### [What the exercise asks]
Your output should be the line with "all-archs: $(addprefix arch-,$(AVAILABLE_ARCHS))" followed by every remaining line of the entries, reproduced exactly.

### [Study material]
PR #128, opened 2023-10-10
Adding post processing container

pitsteinbach:
I added the construct of a post processing container to tblite. It's purpose is to collect post processing calculations and compute them after the converged singlepoint. It uses the double dictionary class to store the results inside.
For the first implementation , I added the Mayer-Wiberg bond calculation and molecular dipole and quadrupole moments as post processing calculations. Thereby removing there explicit calculation and rather putting them in the post processing container. I also corrected the bond orders for UHF wavefunctions.
To make use of the dictionary structure in other languages through the API, I added some calls to access the entries. In python the dictionary is reconstructed as a python dictionary. This could be especially beneficent for ML tasks. After this pull request for the general construct I am planning to add another pull request for the xtbml features.

I let the CI run once to check coverage by existing tests, and will then come back to adding tests.


include/tblite/calculator.h
```diff
@@ -210,3 +211,17 @@ tblite_get_singlepoint(tblite_context ctx,
...
+
+/// Perform single point calculation
+///
+/// @param ctx: Context handle
+/// @param mol: Molecular structure data
+/// @param calc: Calculator instance
+/// @param res: Result container
+/// @param post_process: Post processing container
+TBLITE_API_ENTRY void TBLITE_API_CALL
+tblite_get_singlepoint_w_post(tblite_context ctx,
```
awvwgk: Could this be added to the calculator handle and the dispatch handled on the Fortran side of the API?

pitsteinbach: good point, then we can use one singlepoint call.

pitsteinbach:
This feature would be ready now from my side. I also corrected some double dictionary tests, I forgot to check for error allocation in them but its corrected now.

pitsteinbach:
@awvwgk have you had a chance to review the rest of this PR yet?

app/cli.f90
```diff
@@ -382,6 +384,13 @@ subroutine get_run_arguments(config, list, start, error)
             exit
          end if
 
+      case("--post-processing")
+         iarg = iarg + 1 
+         call list%get(iarg, config%post_processing)
+         if (.not.allocated(config%post_processing)) then
+            call fatal_error(error, "Missing argument for post processing")
+            exit
+         end if
```
awvwgk, line 393:
```suggestion
         end if

```

app/driver_run.f90
```diff
@@ -220,13 +232,34 @@ subroutine run_main(config, error)
...
-
-   call xtb_singlepoint(ctx, mol, calc, wfn, config%accuracy, energy, gradient, sigma, &
-      & config%verbosity, results)
+   if (allocated(post_proc)) then
+      call xtb_singlepoint(ctx, mol, calc, wfn, config%accuracy, energy, gradient, sigma, &
+         & config%verbosity, results, post_proc)
+   else
+      call xtb_singlepoint(ctx, mol, calc, wfn, config%accuracy, energy, gradient, sigma, &
+         & config%verbosity, results)
+   end if
```
awvwgk:
```suggestion

   call xtb_singlepoint(ctx, mol, calc, wfn, config%accuracy, energy, gradient, sigma, &
      & config%verbosity, results, post_proc)
```

python/tblite/interface.py
```diff
@@ -540,12 +545,19 @@ def add(self, interaction, *args) -> None:
...
         """
 
-        if interaction not in self._interaction:
+        if interaction in self._interaction:
+            cont = self._interaction[interaction](self._ctx, self._mol, self._calc, *args)
+            library.calculator_push_back(self._ctx, self._calc, cont)
+        elif interaction in self._post_processing:
+            library.post_processing_push_back(self._ctx, self._calc, self._post_processing[interaction])
+        elif ".toml" in interaction:
+            library.post_processing_push_back(self._ctx, self._calc, self._post_processing[interaction])
```
awvwgk, line 554: This is not the right place to add this, I feel like we can have a much higher level API for these post processing tasks in Python rather than allowing to pass in arbitrary ones.

pitsteinbach: I agree, that this is not the most elegant solution. I don't really how you would like to achieve this, can you give some more input?

Issue #1078, opened 2014-06-12
Arch-* targets not recognized by latest bash-completion


moneytoo:
Hiting `<TAB>` after writing `make arch-` doesn't list any target when using latest `bash-completion` 2.1. For now it's fine in Debian stable as it uses 2.0 but 2.1 is already in testing and other distros already have it (Ubuntu for example).

It doesn't work because of [following rule](http://anonscm.debian.org/gitweb/?p=bash-completion/bash-completion.git;a=blob;f=completions/make;h=f8f71939b67640793142b7aac77846a3e88c6161;hb=afe39fd1e171d0ea3d4fb8ec0d8c8c14fa120ed8#l24) in bash-completion: 
`/^# Not a target/,/^$/        d;            # skip not target blocks` 

Running `make --print-data-base --dry-run` confirms the culprit:

```
...

# Not a target:
arch-88f6281:
#  Implicit rule search has not been done.
#  Modification time never checked.
#  File has not been updated.

...
```

Who's to blame? I miss any `make` know how so I don't know if the arch targets are defined correctly.
##

astroganga:
I have the same problem on a virtual machine with debian 8 jessie. I need to continue use old vm with debian 7 to work around. Any news?

Dr-Bean:
Kind of weird to not upgrade just because autocompletion isn't working for some make targets...Anyway, we can fix it with this: `.PHONY: $(addprefix arch-,$(AVAILABLE_ARCHS))`. We have a couple of other rules which could use similar changes.

astroganga:
Actually I am using both vm. I have some uncommited code on debian 7 and I am preparing environment to transfer on debian 8. 
I tried your suggestion and it works. I think we need to add this too:
`.PHONY: $(addprefix publish-arch-,$(AVAILABLE_ARCHS))`

thanks

Dr-Bean:
Problem is that it doesn't seem to actually work as intended, does it? It autocompletes, but it looks like the target is always considered up-to-date (...or something, haven't figured it out yet), because for subsequent commands, you end up with this:
```
/spksrc/spk/testpackage$ make arch-88f6281-5.2
make: Nothing to be done for 'arch-88f6281-5.2'.
```

Running `make arch-88f6281` works because that isn't considered part of the `.PHONY` target...but autocompletion probably won't ever work for that command.

astroganga:
You're right. I was not aware of this serious side effect. 
[...]

PR #1919, opened 2015-11-08
WIP: Attempt to fix autocomplete

Dr-Bean:
As per https://github.com/SynoCommunity/spksrc/issues/1078, autocompleting arches has been broken since bash-completion 2.1.
This PR changes the build rules such that bash autocompletion works again, without losing the current functionality.

We could move the `PREP` variables to spksrc.common.mk and rename them. We can also add the content to the rules themselves, but I don't think that'll help readability (and it's ugly enough as is...)
Also, there are probably ways to shorten/clarify the substitutions/lookups etc in the `PREP` variables.

### DIFF
--- a/mk/spksrc.cross-cc.mk
+++ b/mk/spksrc.cross-cc.mk
@@ -118,9 +118,11 @@ dependency-tree:
 .PHONY: all-archs
 all-archs: $(addprefix arch-,$(AVAILABLE_ARCHS))
 
-arch-%:
-	@$(MSG) Building package for arch $*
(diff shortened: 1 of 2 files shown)


cytec:
@Dr-Bean any news on this? seems like this occurs on the docker container too...

Dr-Bean:
Having not worked on this in ages, no progress to report, but yeah, it'd happen on any platform.

Not sure what I want to do with this actually, because another option might be to scrap the split between `ARCH` and `TCVERSION`. That helps with `smart-clean`, cos that's broken unless you manually set TCVERSION every time, and there was something else that needed fixing...which I can't remember.
Another reason for not pursuing this at the time is it's so darn ugly. Not sure I can stand it :/

Otoh I have no idea if reworking ARCH and TCVERSION actually cleans things up or not...I'd have to dive into it again, and other things seem to be more urgent atm.

KaraokeStu:

Thanks,

Stuart

ymartin59:
Related to #2371

Safihre:
Closing due to age, can be re-opened if someone wants to work on it again.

### [Completed exercise]
 all-archs: $(addprefix arch-,$(AVAILABLE_ARCHS))
 
-arch-%:
-	@$(MSG) Building package for arch $*
(diff shortened: 1 of 2 files shown)


cytec:
@Dr-Bean any news on this? seems like this occurs on the docker container too...

Dr-Bean:
Having not worked on this in ages, no progress to report, but yeah, it'd happen on any platform.

Not sure what I want to do with this actually, because another option might be to scrap the split between `ARCH` and `TCVERSION`. That helps with `smart-clean`, cos that's broken unless you manually set TCVERSION every time, and there was something else that needed fixing...which I can't remember.
Another reason for not pursuing this at the time is it's so darn ugly. Not sure I can stand it :/

Otoh I have no idea if reworking ARCH and TCVERSION actually cleans things up or not...I'd have to dive into it again, and other things seem to be more urgent atm.

KaraokeStu:

Thanks,

Stuart

ymartin59:
Related to #2371

Safihre:
Closing due to age, can be re-opened if someone wants to work on it again.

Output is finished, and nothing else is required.